**Work to complete**
The answer must be one number: how many lines in the records below contain the string "should".

(Records from a data collection)

PR #2979, opened 2023-01-04
fix(dpg): lro sample should use `WaitUntil.Started`

### LINKED ISSUE #2978: [dpg]: lro protocol method sample should use `WaitUntil.Started`
## Problem

Right now, in the generated sample codes for LRO protocol methods, when we invoke the methods, we pass in`WaitUntil.Completed` which is not good because after that we invoke `Operation.WaitForCompletion()` which is not necessary if we pass  in`WaitUntil.Completed` .
This is because when we mock the value of `WaitUntil`, we use the first enum value which is `Completed`. See https://github.com/Azure/autorest.csharp/blob/29cd031d5f89644e997d667181b2452318215fff/src/AutoRest.CSharp/LowLevel/Generation/LowLevelExampleComposer.cs#L571

And
https://github.com/Azure/azure-sdk-for-net/blob/d771ba16ab7bc293e3f913324ba9e9b52cb2bd82/sdk/core/Azure.Core/src/WaitUntil.cs#L10-L20

I think we can make an exception here for `WaitUntil`: return `Started`.

archerzz:
- change `LowLevelExampleComposer` to use `WaitUntil.Started` when mocking method parameter values
- update samples/tests

fix #2978

# Description

# Checklist

# Ready to Land?

### DIFF
--- a/src/AutoRest.CSharp/LowLevel/Generation/LowLevelExampleComposer.cs
+++ b/src/AutoRest.CSharp/LowLevel/Generation/LowLevelExampleComposer.cs
@@ -566,6 +566,12 @@ namespace AutoRest.CSharp.Generation.Writers
                     return "Guid.NewGuid()";
                 }
 
+                if (type == typeof(WaitUntil))
+                {
+                    // use `Started`, since we will generate `operation.WaitForCompletion()` afterwards
+                    return $"{nameof(WaitUntil)}.{nameof(WaitUntil.Started)}";
+                }
+
                 if (type.IsEnum)
                 {
                     return $"{type.Name}.{Enum.GetNames(type)[0]}";
--- a/samples/Azure.AI.DocumentTranslation/Generated/Docs/DocumentTranslationClient.xml
+++ b/samples/Azure.AI.DocumentTranslation/Generated/Docs/DocumentTranslationClient.xml
@@ -1119,7 +1119,7 @@ var data = new {
     },
 };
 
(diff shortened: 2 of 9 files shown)


ArcturusZhang (approved):

src/AutoRest.CSharp/LowLevel/Generation/LowLevelExampleComposer.cs
```diff
@@ -566,6 +566,12 @@ private string MockParameterTypeValue(string parameterName, CSharpType parameter
                     return "Guid.NewGuid()";
                 }
 
+                if (type == typeof(WaitUntil))
+                {
+                    // use `Started`, since we will generate `operation.WaitForCompletion()` afterwards
+                    return $"{nameof(WaitUntil)}.{nameof(WaitUntil.Started)}";
+                }
```
ArcturusZhang, line 573: Well, I suggest it would be better if we could change this huge if into a switch statement.

ArcturusZhang (approved):

src/AutoRest.CSharp/LowLevel/Generation/LowLevelExampleComposer.cs
archerzz: > Well, I suggest it would be better if we could change this huge if into a switch statement.

@ArcturusZhang surprisingly, `typeof` cannot be used in `switch...case`: https://stackoverflow.com/questions/1711005/why-doesnt-c-sharp-switch-statement-allow-using-typeof-gettype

**Exercise output**
2